▸ **Assignment**: All lines in the data below carrying the string "byte" are to be located and copied.

▸ **Information**:
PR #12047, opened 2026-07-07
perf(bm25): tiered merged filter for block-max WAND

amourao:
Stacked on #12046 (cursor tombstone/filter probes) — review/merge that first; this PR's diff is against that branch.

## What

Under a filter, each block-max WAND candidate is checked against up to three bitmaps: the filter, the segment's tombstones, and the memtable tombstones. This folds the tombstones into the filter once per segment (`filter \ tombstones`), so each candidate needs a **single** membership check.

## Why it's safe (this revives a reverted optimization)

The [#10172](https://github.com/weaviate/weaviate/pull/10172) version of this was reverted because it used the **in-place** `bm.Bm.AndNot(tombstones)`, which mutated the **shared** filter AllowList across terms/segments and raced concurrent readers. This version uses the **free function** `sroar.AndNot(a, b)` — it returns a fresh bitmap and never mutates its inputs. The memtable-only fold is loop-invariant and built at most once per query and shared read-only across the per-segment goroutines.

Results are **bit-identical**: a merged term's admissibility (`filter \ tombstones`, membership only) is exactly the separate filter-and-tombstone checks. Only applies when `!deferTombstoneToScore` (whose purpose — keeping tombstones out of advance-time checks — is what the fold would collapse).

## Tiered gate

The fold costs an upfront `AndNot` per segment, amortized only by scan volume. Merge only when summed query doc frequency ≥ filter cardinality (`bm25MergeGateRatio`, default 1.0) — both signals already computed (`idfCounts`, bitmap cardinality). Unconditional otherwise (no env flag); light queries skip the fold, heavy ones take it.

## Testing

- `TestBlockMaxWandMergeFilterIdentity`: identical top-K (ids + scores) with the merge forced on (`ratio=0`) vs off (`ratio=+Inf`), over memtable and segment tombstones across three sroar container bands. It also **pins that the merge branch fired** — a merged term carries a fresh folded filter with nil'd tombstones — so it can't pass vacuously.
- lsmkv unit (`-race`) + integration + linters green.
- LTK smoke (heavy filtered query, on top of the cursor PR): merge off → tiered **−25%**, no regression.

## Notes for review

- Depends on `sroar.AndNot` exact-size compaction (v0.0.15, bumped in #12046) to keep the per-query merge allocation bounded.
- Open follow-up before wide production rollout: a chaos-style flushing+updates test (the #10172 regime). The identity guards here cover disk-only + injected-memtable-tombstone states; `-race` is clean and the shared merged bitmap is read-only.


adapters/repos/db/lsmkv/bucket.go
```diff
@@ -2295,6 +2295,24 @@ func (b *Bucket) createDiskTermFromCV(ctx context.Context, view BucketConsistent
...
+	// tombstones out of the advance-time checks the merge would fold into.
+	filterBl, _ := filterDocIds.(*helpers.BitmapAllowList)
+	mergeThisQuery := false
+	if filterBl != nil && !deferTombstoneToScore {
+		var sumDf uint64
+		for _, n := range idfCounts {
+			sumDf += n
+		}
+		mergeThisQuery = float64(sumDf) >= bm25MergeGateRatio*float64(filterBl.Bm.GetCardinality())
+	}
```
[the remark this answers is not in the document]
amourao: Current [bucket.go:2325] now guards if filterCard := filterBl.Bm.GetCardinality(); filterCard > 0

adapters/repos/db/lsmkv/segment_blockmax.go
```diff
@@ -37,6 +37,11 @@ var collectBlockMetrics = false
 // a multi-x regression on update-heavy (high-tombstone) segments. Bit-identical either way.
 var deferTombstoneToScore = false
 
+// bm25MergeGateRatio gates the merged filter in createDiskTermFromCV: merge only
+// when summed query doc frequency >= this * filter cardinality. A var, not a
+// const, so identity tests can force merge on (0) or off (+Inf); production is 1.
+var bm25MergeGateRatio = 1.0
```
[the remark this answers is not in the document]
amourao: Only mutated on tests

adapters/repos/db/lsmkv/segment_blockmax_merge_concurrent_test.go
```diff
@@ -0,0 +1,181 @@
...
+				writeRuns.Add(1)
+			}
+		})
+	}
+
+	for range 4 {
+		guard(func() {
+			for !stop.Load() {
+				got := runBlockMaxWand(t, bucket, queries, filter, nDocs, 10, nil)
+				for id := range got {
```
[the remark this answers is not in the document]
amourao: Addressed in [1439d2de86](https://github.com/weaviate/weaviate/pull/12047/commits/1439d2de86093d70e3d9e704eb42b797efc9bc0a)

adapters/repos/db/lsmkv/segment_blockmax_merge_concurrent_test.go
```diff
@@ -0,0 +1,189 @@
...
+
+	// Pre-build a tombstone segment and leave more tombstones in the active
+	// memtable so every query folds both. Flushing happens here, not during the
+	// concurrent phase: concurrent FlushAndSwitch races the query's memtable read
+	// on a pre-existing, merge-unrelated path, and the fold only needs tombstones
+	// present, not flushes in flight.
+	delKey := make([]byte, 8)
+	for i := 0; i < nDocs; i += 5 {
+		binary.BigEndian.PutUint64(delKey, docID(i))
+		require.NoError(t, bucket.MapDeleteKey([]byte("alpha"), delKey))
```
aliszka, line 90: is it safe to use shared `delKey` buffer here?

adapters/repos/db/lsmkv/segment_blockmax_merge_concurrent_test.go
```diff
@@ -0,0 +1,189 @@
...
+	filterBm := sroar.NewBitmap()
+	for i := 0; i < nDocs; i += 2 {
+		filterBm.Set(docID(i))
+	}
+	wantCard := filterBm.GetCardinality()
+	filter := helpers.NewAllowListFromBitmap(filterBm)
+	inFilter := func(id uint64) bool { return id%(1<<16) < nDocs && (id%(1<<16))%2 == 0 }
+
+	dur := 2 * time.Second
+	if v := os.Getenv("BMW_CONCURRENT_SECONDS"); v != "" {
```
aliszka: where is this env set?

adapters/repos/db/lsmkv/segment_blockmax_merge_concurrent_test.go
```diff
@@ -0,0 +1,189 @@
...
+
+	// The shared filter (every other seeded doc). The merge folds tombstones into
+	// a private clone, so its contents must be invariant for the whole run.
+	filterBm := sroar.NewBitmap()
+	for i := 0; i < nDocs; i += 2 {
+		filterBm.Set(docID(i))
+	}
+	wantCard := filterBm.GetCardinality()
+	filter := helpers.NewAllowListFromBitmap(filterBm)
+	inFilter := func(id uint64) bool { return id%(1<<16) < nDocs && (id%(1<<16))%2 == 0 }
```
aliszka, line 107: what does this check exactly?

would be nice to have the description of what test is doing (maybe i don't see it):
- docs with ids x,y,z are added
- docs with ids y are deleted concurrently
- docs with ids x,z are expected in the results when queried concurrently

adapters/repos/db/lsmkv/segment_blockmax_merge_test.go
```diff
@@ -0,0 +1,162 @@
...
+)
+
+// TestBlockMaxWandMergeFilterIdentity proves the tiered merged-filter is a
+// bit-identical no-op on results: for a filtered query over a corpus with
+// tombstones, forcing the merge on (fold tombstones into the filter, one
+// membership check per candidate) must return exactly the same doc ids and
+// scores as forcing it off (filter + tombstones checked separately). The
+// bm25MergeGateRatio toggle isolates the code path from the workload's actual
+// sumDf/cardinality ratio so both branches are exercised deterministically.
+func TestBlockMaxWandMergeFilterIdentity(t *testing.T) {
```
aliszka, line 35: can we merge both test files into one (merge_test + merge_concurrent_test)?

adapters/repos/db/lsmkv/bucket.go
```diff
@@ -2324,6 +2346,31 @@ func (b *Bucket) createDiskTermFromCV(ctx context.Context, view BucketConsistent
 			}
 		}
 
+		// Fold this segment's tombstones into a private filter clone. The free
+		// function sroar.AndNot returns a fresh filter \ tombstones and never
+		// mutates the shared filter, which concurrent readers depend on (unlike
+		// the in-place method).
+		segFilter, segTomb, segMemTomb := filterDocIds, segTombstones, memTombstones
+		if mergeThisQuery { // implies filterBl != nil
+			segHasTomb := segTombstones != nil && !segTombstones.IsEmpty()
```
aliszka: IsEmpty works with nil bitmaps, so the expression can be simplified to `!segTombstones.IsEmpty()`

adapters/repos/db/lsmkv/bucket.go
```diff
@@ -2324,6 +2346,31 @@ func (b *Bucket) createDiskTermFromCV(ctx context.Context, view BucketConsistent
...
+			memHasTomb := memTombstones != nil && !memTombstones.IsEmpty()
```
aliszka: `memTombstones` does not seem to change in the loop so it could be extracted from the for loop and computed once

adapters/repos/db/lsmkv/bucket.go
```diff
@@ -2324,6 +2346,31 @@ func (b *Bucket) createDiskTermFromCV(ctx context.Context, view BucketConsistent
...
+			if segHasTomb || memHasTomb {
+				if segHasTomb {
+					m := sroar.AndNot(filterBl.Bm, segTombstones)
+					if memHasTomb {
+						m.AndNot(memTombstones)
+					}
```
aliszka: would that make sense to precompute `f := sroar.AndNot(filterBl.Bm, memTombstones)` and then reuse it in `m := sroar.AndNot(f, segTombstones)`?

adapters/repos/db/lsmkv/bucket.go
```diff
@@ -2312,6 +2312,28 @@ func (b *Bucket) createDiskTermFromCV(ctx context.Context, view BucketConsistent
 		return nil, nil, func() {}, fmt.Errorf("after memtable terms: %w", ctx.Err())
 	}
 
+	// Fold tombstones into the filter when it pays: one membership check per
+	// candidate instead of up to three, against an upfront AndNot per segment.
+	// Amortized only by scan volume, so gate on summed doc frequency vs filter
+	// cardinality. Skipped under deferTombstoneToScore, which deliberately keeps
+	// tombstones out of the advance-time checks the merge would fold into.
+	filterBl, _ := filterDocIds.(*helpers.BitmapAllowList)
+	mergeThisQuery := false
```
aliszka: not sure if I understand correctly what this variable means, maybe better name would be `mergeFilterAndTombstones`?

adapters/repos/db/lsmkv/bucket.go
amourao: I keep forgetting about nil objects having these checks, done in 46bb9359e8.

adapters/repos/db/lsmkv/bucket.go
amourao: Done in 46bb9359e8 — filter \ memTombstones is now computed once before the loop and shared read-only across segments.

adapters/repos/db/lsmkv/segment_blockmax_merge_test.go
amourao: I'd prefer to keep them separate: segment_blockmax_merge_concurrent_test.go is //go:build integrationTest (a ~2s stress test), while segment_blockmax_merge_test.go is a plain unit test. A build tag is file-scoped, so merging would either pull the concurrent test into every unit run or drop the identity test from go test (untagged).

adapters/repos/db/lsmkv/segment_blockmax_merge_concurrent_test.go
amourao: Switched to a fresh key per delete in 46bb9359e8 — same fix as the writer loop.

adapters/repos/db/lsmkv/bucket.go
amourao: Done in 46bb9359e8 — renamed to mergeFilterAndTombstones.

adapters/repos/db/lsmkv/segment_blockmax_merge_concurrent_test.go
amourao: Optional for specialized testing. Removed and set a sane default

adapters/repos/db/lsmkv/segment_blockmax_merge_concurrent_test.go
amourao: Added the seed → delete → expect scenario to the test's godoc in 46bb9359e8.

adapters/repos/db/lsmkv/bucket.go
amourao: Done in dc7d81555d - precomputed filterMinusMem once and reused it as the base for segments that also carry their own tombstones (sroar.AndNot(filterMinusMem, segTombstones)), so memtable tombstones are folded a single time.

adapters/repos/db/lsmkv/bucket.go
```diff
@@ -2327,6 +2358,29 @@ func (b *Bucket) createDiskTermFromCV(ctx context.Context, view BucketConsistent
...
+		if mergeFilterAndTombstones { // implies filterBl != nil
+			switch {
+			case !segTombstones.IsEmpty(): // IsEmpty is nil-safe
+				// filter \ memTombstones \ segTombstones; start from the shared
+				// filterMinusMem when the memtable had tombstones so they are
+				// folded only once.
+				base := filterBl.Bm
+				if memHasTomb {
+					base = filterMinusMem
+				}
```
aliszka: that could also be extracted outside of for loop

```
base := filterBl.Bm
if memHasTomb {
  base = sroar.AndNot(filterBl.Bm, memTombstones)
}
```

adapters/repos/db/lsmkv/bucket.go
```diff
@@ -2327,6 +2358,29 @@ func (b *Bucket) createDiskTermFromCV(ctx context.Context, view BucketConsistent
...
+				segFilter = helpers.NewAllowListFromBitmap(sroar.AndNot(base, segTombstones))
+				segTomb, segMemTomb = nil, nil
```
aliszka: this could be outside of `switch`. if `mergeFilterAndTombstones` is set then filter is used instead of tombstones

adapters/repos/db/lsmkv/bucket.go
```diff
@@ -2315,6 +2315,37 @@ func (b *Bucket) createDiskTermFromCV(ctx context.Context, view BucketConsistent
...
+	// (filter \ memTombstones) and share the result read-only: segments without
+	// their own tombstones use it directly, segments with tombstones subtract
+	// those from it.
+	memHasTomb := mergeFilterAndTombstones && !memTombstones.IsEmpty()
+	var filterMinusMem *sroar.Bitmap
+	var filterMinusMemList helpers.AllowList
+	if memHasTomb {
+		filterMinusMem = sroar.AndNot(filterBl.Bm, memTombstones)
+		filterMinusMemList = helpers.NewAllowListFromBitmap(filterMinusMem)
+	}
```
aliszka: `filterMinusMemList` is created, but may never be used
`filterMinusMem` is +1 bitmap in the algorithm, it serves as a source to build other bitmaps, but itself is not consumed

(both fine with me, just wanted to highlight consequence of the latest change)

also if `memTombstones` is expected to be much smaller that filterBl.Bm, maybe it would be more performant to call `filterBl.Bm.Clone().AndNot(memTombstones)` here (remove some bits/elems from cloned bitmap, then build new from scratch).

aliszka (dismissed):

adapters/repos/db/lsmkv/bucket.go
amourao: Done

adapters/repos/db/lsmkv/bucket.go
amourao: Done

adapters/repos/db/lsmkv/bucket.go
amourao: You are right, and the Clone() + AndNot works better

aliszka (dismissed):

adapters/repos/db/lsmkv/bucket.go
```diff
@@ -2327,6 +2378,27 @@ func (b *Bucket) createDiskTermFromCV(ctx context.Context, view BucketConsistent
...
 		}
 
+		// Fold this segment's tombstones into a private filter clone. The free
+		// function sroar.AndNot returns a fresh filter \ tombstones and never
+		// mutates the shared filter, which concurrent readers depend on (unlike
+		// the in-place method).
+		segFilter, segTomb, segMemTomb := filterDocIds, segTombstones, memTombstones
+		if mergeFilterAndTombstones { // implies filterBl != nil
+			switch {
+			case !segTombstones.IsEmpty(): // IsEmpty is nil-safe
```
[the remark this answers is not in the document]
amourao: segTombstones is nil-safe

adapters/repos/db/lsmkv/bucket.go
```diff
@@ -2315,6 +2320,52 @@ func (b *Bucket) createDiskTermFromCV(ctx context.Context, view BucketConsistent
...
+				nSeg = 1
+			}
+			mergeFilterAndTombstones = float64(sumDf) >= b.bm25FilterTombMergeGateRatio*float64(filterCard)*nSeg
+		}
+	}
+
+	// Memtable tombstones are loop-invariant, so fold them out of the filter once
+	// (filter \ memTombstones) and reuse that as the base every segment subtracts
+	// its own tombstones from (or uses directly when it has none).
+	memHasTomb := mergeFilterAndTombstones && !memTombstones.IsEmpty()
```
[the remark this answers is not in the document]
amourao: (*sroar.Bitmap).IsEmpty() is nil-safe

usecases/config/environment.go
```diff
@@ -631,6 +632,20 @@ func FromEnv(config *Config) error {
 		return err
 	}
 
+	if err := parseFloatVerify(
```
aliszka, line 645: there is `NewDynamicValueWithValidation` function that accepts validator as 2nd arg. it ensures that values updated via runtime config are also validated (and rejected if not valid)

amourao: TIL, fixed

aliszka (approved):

▸ **Answer to this problem**:
+	delKey := make([]byte, 8)
+		require.NoError(t, bucket.MapDeleteKey([]byte("alpha"), delKey))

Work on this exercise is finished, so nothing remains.